PR #4212, opened 2020-01-13
PUBDEV-6999: Fixed interaction bug for GLM Binomial

wendycwong:
This PR fixes the bug reported in https://0xdata.atlassian.net/browse/PUBDEV-6999?filter=-1.

I have done the following:
1. fix the bug with enum enum column interactions in method DataInfo.filterExpandedColumns where it is assumed that the interaction column is always the first numerical column.
2. fix the bug with enum and num column interactions in method DataInfo.getInteractionOffset.  I added the NA check before accessing the interaction column.  If there is NA, it should be replaced with the mode of the enum column.
3. Fixed bug in gradient calculation with enum and num interaction columns.
4.  Added detail pyunit test to check all possible column type interactions with validation_frame in the model building

### DIFF
--- a/h2o-r/tests/testdir_algos/glm/runit_GLM_interactions3.R
+++ b/h2o-r/tests/testdir_algos/glm/runit_GLM_interactions3.R
@@ -40,7 +40,7 @@ test.glm.interactions3 <- function() {
     print( paste0("H2O Coeff2: ",  h2o_coef2))
     print( paste0("R   Coeff: ",  R_coef))
     expect_true( abs( h2o_coef1-R_coef) < 1e-11 )
-    expect_true( abs( h2o_coef2-h2o_coef2 ) < 1e-15  )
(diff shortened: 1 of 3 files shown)


h2o-r/tests/testdir_algos/glm/runit_GLM_interactions3.R
```diff
@@ -40,7 +40,7 @@ test.glm.interactions3 <- function() {
     print( paste0("H2O Coeff2: ",  h2o_coef2))
     print( paste0("R   Coeff: ",  R_coef))
     expect_true( abs( h2o_coef1-R_coef) < 1e-11 )
-    expect_true( abs( h2o_coef2-h2o_coef2 ) < 1e-15  )
+    expect_true( abs( h2o_coef2-h2o_coef1 ) < 1e-15  )
```
michalkurka, line 43: good catch!

PR #4215, opened 2020-01-14
PUBDEV-6447 Constrained K-means improvements

maurever:
**Constrained K-means Improvements**
- add Python and R API - :heavy_check_mark: 
- create a demo and compare the running time with other implementation :no_entry_sign: (reason: no suitable open source implementation for big data)
- create a demo where Aggregator is used to reducing big dataset size, compare the result with pure constrained K-means :heavy_check_mark: 
- add tests :heavy_check_mark: 
- add doc :heavy_check_mark:


angela0xdata:
@maurever would it be possible to include R and Python tests for this? Or is that in a different PR?

maurever:
> @maurever would it be possible to include R and Python tests for this? Or is that in a different PR?

Yes, I will add tests and documentation within this PR. However, first is important to figure out if there is some way to calculate Constrained K-Means for big data.

maurever:
Thank you, @angela0xdata, for updates and your review!

h2o-py/tests/testdir_algos/kmeans/pyunit_constrained_kmeans.py
```diff
@@ -0,0 +1,54 @@
...
+        [1, 40, 100],
+        [1, 1, 1],
+        [1, 1, 148],
+        [147, 1, 1],
+        [1, 148, 1],
+        [1, 1, 1],
+        [50, 50, 50]
+    ]
+
+    for i in list(range(len(constraints))):
```
honzasterba: the list() call is unnecessary

h2o-algos/src/main/java/hex/kmeans/KMeansSimplexSolver.java
```diff
@@ -374,56 +345,82 @@ public Frame assignClusters() {
...
         return false;
     }
 
+    /**
+     * Check if the constraints are satisfied. 
+     * If yes, the algorithm can continue as standard K-means and save time. Useful when constraints are small numbers
+     * @return 
+     */
+    public boolean areConstraintsSatisfied() {
+        for(long i = 2; i < _secondLayerSize + 2; i++) {
```
michalkurka: What is the size of the layer? Sequential reads benefit the most from using Vec.Reader.

h2o-algos/src/main/java/hex/kmeans/KMeansSimplexSolver.java
```diff
@@ -753,3 +754,91 @@ public void reduce(FindMinimalWeightTask mrt) {
...
+        cs[_newAssignmentIndex].set(row, clusterIndex);
+        // distances
+        cs[_distanceAssignmentIndex].set(row, cs[_dataStopIndex + (_hasWeightsColumn ? 1 : 0)  + clusterIndex].at8(row));
+        numberOfPointsInClusterLocal[clusterIndex]++;
+    }
+
+    @Override
+    public void map(Chunk[] cs) {
+        int[] numberOfPointsInClusterLocal = new int[_constraintsLength];
+        for(int i = 0; i < _constraintsLength; i++){
```
michalkurka: not needed

h2o-algos/src/main/java/hex/kmeans/KMeansSimplexSolver.java
```diff
@@ -753,3 +754,91 @@ public void reduce(FindMinimalWeightTask mrt) {
...
+                }
+            }
+        }
+        this._numberOfPointsInCluster = numberOfPointsInClusterLocal;
+    }
+
+    @Override
+    public void reduce(AssignClusterTask mrt) {
+        for (int i = 0; i < _constraintsLength; i++){
+            this._numberOfPointsInCluster[i] += mrt._numberOfPointsInCluster[i];
```
michalkurka: ArrayUtils has a helper function for this

h2o-algos/src/main/java/hex/kmeans/KMeansSimplexSolver.java
```diff
@@ -753,3 +754,91 @@ public void reduce(FindMinimalWeightTask mrt) {
...
+                boolean assigned = false;
+                for (int j = 0; j < _constraintsLength; j++) {
+                    if (cs[_flowIndexStart + j].at8(i) == 1) {
+                        assignCluster(cs, i, j, numberOfPointsInClusterLocal);
+                        assigned = true;
+                        break;
+                    }
+                }
+                if(!assigned){
+                    double minDistance = Double.MAX_VALUE;
```
michalkurka: Can a floating-point math cause eg. infinities to be present?

h2o-algos/src/test/java/hex/kmeans/KmeansConstrainedTest.java
```diff
@@ -259,4 +260,34 @@ public void testWeatherChicagoConstrained() {
         }
     }
 
+    @Test @Ignore
```
michalkurka: why ignored?

h2o-py/tests/testdir_algos/kmeans/pyunit_constrained_kmeans.py
maurever: Of course, thank you.

h2o-algos/src/main/java/hex/kmeans/KMeansSimplexSolver.java
maurever: Good point. The size of layer equals `k`. It is not usually a huge number. However, the reader can help. Fixed.

h2o-algos/src/main/java/hex/kmeans/KMeansSimplexSolver.java
maurever: You are right.  :+1:

h2o-algos/src/main/java/hex/kmeans/KMeansSimplexSolver.java
maurever: Fixed. Thank you.

h2o-algos/src/main/java/hex/kmeans/KMeansSimplexSolver.java
maurever: I think this can't happen. But I changed to code to be 100% safe.

h2o-algos/src/test/java/hex/kmeans/KmeansConstrainedTest.java
maurever: It uses big data, and it is really slow. I used it for internal testing. Should I remove it?

honzasterba: since it can be useful for development, I would just add a comment

michalkurka: it is fine to keep, however, usually these things go bad over time - many of the Ignored tests don't work anymore

maybe (and really just an idea) - could we turn it into a benchmark - since you are still improving performance?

■ ■ ■ ■ ■ ■ ■

#### The task
Among the lines of the listing above, which ones hold "time"? Copy them.

#### Output of the task
- create a demo and compare the running time with other implementation :no_entry_sign: (reason: no suitable open source implementation for big data)
+     * If yes, the algorithm can continue as standard K-means and save time. Useful when constraints are small numbers
michalkurka: it is fine to keep, however, usually these things go bad over time - many of the Ignored tests don't work anymore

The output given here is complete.